21. An apparatus for performing laser treatment of a biological tissue comprising:

a laser directed to deliver energy to a selected location of the biological tissue;

a source of liquid carbon dioxide;

a controller; and

a spray applicator having at least one nozzle communicated with the source of liquid carbon dioxide, coupled to and controlled by the controller to spray a predetermined amount of liquid carbon dioxide through at least one nozzle to expand the liquid carbon dioxide to create a controlled amount of carbon dioxide snow which impinges onto the selected location of the biological tissue and wherein the carbon dioxide snow is substantially all deposited on the biological tissue in a solid state,

so that deposition of the carbon dioxide snow on the biological tissue substantially all in the solid state avoids pooling of any substantial amount of liquid state carbon dioxide and consequent uneven cooling of the biological tissue.

22. An apparatus for performing laser treatment of a biological tissue comprising:

a laser directed to deliver energy to a selected location of the biological tissue;

a source of liquid carbon dioxide under high pressure at room or elevated temperature;

a controller to accurately control a predetermined time period of liquid carbon dioxide release from the source; and

a spray applicator having a high pressure valve and at least one nozzle communicated with the source of liquid carbon dioxide, coupled to and controlled by the controller to spray a predetermined amount of liquid carbon dioxide through the at least one nozzle to expand the liquid carbon dioxide to create an accurately controlled amount of carbon dioxide snow which impinges onto the selected location of the biological tissue,

so that precise control of the duration of the time-controlled pulses of carbon dioxide are achieved by use of the high pressure valve.
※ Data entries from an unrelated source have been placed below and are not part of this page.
PR #47089, opened 2022-10-18
CudnnNormConvolution is no longer supported on NVIDIA Hopper GPUs

Tom-Zheng:
### PR types

Bug fixes
### PR changes

OPs
### Describe

CudnnNormConvolution relies on CUDNN fused_ops, which is deprecated and is no longer supported on Hopper GPUs (H100 and later). We add necessary prompts when the user tries to use this OP on Hopper devices. 

Meanwhile, we fix the related unit tests on the new hardware.


Xreki:
conflict了，请先更新一下develop代码吧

23. An apparatus for thermally mediating a biological tissue comprising:

an energy source directed to deliver radiation to a selected location of the biological tissue;

a source of liquid cryogen;

a controller coupled to the source of liquid cryogen; and

a spray applicator having at least one nozzle communicated with the source of liquid cryogen, coupled to and controlled by the controller to spray a predetermined amount of liquid cryogen through the at least one nozzle to cool the liquid cryogen to form cryogenic snow which applies a positive pressure impulse on a predetermined target site on the biological tissue arising from the momentum flux and temperature of the sprayed cryogenic snow incident on the biological tissue sufficient to mediate pain arising from the radiation.